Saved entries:

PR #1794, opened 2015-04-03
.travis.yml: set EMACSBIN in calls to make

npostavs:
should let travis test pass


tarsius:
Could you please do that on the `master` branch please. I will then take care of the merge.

__Task statement__. Could you retype every line of the data exactly?

__Result for this task__.
PR #1794, opened 2015-04-03
.travis.yml: set EMACSBIN in calls to make

npostavs:
should let travis test pass


tarsius:
Could you please do that on the `master` branch please. I will then take care of the merge.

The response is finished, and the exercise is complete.